The program currently leverages substantial private investment in short-line infrastructure, but has not been fully utilized, he said. ASLRRA proposes that Congress subsidize an interest rate reduction to 1 percent on all RRIF loans and defer payments for up to five years after a project is substantially completed. Last year, the House Transportation & Infrastructure Committee adopted the association's proposal that a loan's term be extended from 25 to 35 years.
 
"Based on comprehensive data surveys ASLRRA has conducted since 2004, short lines invest nearly 30 percent of their annual gross revenues in track rehabilitation and maintenance," Timmons told members of the House committee's Subcommittee on Railroads, Pipelines and Hazardous Materials, according to a press release.
 
The RRIF program can provide more loans to fund key short-line track maintenance and rehabilitation projects, and small railroads have a good track record in paying back the loans, he said.
 
"I am proud to say, in the 10 years the RRIF loan program has been on the books, not a single short-line railroad has missed a single quarterly payment on its debt," said Timmons.

U.S. Rep. Bill Shuster (R-Pa.) agrees that railroads haven't defaulted on any loans and that the program is underutilized. Since 2002, the Federal Railroad Administration (FRA) has executed 23 loan agreements for a total of $778 million dollars, only a little more than 2 percent of the authorized amount of loans, he told the House subcommittee.

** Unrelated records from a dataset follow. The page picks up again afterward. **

Issue #21, opened 2018-07-15
subscribe() for ConsumedThingProperty


mkovatsc:
Needs to be implemented...
`ExposedThingProperty` needs a `Subject` and `next()` calls.

mkovatsc:
For now at least a placeholder that provides a meaningful error ("not implemented").

alexbrdn:
It seems to me that `subscribe()` did [get implemented](https://github.com/eclipse/thingweb.node-wot/blob/master/packages/core/src/consumed-thing.ts#L243) in the meantime, but it fails to work with coaps (I'm using good old Trådfri lamps).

"On the one hand, I want to commend the FRA for doing an outstanding job of selecting loan recipients. We have not had a single default on any of the RRIF loans [and] if only our nation's banks had loan portfolios that looked like the FRA's, we wouldn't be in the mess we are in now," said Shuster. "On the other hand, I want to implore the Administration to make this program more accessible to borrowers."
 
Meanwhile, Timmons also recently called on the U.S. Department of Transportation to stress that regionals and short lines are "clearly eligible" for $1.5 billion in discretionary funding made available by the American Recovery and Reinvestment Act (ARRA).

In a letter to U.S. Transportation Secretary Ray LaHood, Timmons stated that ARRA grants could help fund a total of $781 million in "shovel ready" rehabilitation projects already identified as needed by regionals and short lines. The capital spending would result in the creation of 30,000 jobs during the course of the projects, and an "overwhelming majority" of materials and supplies for the projects would be sourced domestically, he wrote.

Timmons also called for improved ARRA funding guidelines, such as enabling freight railroads themselves to be eligible funding applicants; waiving ARRA's $20 million project minimum routinely; enabling states and/or short lines to aggregate short-line projects; and allowing ARRA funds to be used to lower the interest rate and/or defer payments under the RRIF program.